PR #3460, opened 2023-04-05
task: Follow up environment openapi docs

chriswk:
Cleans up Environment usages, using separate interfaces instead of having nullable fields that are set or not set depending on which endpoint we're working with. This also allows us to set these extra count fields as required in the schema for the response.


gastonfournier (approved):
This looks neat!

thomasheartman (commented):
This looks good to me! But have you introduced any new schemas in this iteration? It seems that even with the new required properties, you didn't need to change the schemas you used anywhere. Was this taken care of in the previous iteration (sorry, it's been a week 😅 )

thomasheartman:
@chriswk How's it looking for this PR? Can we move it one way or the other? Any blockers? I'd still love for you to tell me about whether any new schemas are introduced etc. It's been ... a few weeks now, so I don't have all the context anymore.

• [ASSIGNMENT] Repeat, exactly and in full, the records shown above.

• [OUTPUT OF THE EXERCISE]
PR #3460, opened 2023-04-05
task: Follow up environment openapi docs

chriswk:
Cleans up Environment usages, using separate interfaces instead of having nullable fields that are set or not set depending on which endpoint we're working with. This also allows us to set these extra count fields as required in the schema for the response.


gastonfournier (approved):
This looks neat!

thomasheartman (commented):
This looks good to me! But have you introduced any new schemas in this iteration? It seems that even with the new required properties, you didn't need to change the schemas you used anywhere. Was this taken care of in the previous iteration (sorry, it's been a week 😅 )

thomasheartman:
@chriswk How's it looking for this PR? Can we move it one way or the other? Any blockers? I'd still love for you to tell me about whether any new schemas are introduced etc. It's been ... a few weeks now, so I don't have all the context anymore.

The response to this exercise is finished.